**What the exercise asks**
What follows is a set of records, each of which is to be written out exactly.

****************

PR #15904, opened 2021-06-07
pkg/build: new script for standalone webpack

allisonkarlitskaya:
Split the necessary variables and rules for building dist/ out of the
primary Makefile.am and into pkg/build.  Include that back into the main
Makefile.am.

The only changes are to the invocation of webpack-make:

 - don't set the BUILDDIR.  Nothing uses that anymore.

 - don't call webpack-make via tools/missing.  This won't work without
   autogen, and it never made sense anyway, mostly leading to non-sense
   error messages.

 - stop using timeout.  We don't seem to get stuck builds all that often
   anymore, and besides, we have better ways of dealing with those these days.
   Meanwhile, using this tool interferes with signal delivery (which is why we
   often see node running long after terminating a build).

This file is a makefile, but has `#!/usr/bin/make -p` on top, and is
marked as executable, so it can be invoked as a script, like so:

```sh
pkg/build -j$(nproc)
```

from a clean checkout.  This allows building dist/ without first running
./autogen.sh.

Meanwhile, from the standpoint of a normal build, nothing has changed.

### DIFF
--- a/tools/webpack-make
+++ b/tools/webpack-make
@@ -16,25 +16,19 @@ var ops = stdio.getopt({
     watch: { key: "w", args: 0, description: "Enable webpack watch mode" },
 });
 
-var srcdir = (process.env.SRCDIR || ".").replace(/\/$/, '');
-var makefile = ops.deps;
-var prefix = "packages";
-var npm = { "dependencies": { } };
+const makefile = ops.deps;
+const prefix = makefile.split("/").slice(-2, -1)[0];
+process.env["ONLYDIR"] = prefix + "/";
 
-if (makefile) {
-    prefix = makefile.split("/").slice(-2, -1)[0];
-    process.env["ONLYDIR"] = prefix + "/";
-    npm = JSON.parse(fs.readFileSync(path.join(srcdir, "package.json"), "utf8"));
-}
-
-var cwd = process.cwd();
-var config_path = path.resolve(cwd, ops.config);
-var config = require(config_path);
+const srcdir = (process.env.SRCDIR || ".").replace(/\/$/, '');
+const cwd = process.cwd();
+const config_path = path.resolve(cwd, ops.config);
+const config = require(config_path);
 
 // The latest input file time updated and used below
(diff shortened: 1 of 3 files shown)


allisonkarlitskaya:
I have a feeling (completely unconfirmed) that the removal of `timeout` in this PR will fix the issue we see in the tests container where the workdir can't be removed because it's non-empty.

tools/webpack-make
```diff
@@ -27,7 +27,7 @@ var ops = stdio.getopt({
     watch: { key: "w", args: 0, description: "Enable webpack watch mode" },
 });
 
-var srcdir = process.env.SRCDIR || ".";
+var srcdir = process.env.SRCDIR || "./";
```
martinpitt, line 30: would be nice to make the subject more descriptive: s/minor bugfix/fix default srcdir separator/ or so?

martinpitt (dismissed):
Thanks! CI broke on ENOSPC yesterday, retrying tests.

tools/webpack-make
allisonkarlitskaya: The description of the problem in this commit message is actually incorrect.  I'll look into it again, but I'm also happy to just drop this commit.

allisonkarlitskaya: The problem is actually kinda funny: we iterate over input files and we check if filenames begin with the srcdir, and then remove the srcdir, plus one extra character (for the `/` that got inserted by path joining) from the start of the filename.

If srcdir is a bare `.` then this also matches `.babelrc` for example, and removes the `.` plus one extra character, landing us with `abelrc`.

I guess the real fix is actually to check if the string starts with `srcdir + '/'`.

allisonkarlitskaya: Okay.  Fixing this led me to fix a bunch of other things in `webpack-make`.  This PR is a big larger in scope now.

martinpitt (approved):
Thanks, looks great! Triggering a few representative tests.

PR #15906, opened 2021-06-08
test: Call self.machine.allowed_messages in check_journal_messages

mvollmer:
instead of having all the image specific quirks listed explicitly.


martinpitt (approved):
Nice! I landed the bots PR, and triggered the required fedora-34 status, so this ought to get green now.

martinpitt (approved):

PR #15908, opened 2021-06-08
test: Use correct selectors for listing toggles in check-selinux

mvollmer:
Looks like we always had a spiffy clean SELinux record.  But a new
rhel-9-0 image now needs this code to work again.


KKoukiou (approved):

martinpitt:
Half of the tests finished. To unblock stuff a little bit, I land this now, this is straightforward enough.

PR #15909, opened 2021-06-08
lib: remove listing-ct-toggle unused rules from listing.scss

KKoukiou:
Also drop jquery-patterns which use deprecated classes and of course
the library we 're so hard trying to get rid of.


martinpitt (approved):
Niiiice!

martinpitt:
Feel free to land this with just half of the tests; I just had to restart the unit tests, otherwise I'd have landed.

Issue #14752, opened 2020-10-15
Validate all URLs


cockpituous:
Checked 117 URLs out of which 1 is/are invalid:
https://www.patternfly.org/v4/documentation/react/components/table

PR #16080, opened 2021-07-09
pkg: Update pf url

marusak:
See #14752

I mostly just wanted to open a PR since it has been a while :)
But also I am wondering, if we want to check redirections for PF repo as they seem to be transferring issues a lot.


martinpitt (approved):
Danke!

****************

**Finished task**
PR #15904, opened 2021-06-07
pkg/build: new script for standalone webpack

allisonkarlitskaya:
Split the necessary variables and rules for building dist/ out of the
primary Makefile.am and into pkg/build.  Include that back into the main
Makefile.am.

The only changes are to the invocation of webpack-make:

 - don't set the BUILDDIR.  Nothing uses that anymore.

 - don't call webpack-make via tools/missing.  This won't work without
   autogen, and it never made sense anyway, mostly leading to non-sense
   error messages.

 - stop using timeout.  We don't seem to get stuck builds all that often
   anymore, and besides, we have better ways of dealing with those these days.
   Meanwhile, using this tool interferes with signal delivery (which is why we
   often see node running long after terminating a build).

This file is a makefile, but has `#!/usr/bin/make -p` on top, and is
marked as executable, so it can be invoked as a script, like so:

```sh
pkg/build -j$(nproc)
```

from a clean checkout.  This allows building dist/ without first running
./autogen.sh.

Meanwhile, from the standpoint of a normal build, nothing has changed.

### DIFF
--- a/tools/webpack-make
+++ b/tools/webpack-make
@@ -16,25 +16,19 @@ var ops = stdio.getopt({
     watch: { key: "w", args: 0, description: "Enable webpack watch mode" },
 });
 
-var srcdir = (process.env.SRCDIR || ".").replace(/\/$/, '');
-var makefile = ops.deps;
-var prefix = "packages";
-var npm = { "dependencies": { } };
+const makefile = ops.deps;
+const prefix = makefile.split("/").slice(-2, -1)[0];
+process.env["ONLYDIR"] = prefix + "/";
 
-if (makefile) {
-    prefix = makefile.split("/").slice(-2, -1)[0];
-    process.env["ONLYDIR"] = prefix + "/";
-    npm = JSON.parse(fs.readFileSync(path.join(srcdir, "package.json"), "utf8"));
-}
-
-var cwd = process.cwd();
-var config_path = path.resolve(cwd, ops.config);
-var config = require(config_path);
+const srcdir = (process.env.SRCDIR || ".").replace(/\/$/, '');
+const cwd = process.cwd();
+const config_path = path.resolve(cwd, ops.config);
+const config = require(config_path);
 
 // The latest input file time updated and used below
(diff shortened: 1 of 3 files shown)


allisonkarlitskaya:
I have a feeling (completely unconfirmed) that the removal of `timeout` in this PR will fix the issue we see in the tests container where the workdir can't be removed because it's non-empty.

tools/webpack-make
```diff
@@ -27,7 +27,7 @@ var ops = stdio.getopt({
     watch: { key: "w", args: 0, description: "Enable webpack watch mode" },
 });
 
-var srcdir = process.env.SRCDIR || ".";
+var srcdir = process.env.SRCDIR || "./";
```
martinpitt, line 30: would be nice to make the subject more descriptive: s/minor bugfix/fix default srcdir separator/ or so?

martinpitt (dismissed):
Thanks! CI broke on ENOSPC yesterday, retrying tests.

tools/webpack-make
allisonkarlitskaya: The description of the problem in this commit message is actually incorrect.  I'll look into it again, but I'm also happy to just drop this commit.

allisonkarlitskaya: The problem is actually kinda funny: we iterate over input files and we check if filenames begin with the srcdir, and then remove the srcdir, plus one extra character (for the `/` that got inserted by path joining) from the start of the filename.

If srcdir is a bare `.` then this also matches `.babelrc` for example, and removes the `.` plus one extra character, landing us with `abelrc`.

I guess the real fix is actually to check if the string starts with `srcdir + '/'`.

allisonkarlitskaya: Okay.  Fixing this led me to fix a bunch of other things in `webpack-make`.  This PR is a big larger in scope now.

martinpitt (approved):
Thanks, looks great! Triggering a few representative tests.

PR #15906, opened 2021-06-08
test: Call self.machine.allowed_messages in check_journal_messages

mvollmer:
instead of having all the image specific quirks listed explicitly.


martinpitt (approved):
Nice! I landed the bots PR, and triggered the required fedora-34 status, so this ought to get green now.

martinpitt (approved):

PR #15908, opened 2021-06-08
test: Use correct selectors for listing toggles in check-selinux

mvollmer:
Looks like we always had a spiffy clean SELinux record.  But a new
rhel-9-0 image now needs this code to work again.


KKoukiou (approved):

martinpitt:
Half of the tests finished. To unblock stuff a little bit, I land this now, this is straightforward enough.

PR #15909, opened 2021-06-08
lib: remove listing-ct-toggle unused rules from listing.scss

KKoukiou:
Also drop jquery-patterns which use deprecated classes and of course
the library we 're so hard trying to get rid of.


martinpitt (approved):
Niiiice!

martinpitt:
Feel free to land this with just half of the tests; I just had to restart the unit tests, otherwise I'd have landed.

Issue #14752, opened 2020-10-15
Validate all URLs


cockpituous:
Checked 117 URLs out of which 1 is/are invalid:
https://www.patternfly.org/v4/documentation/react/components/table

PR #16080, opened 2021-07-09
pkg: Update pf url

marusak:
See #14752

I mostly just wanted to open a PR since it has been a while :)
But also I am wondering, if we want to check redirections for PF repo as they seem to be transferring issues a lot.


martinpitt (approved):
Danke!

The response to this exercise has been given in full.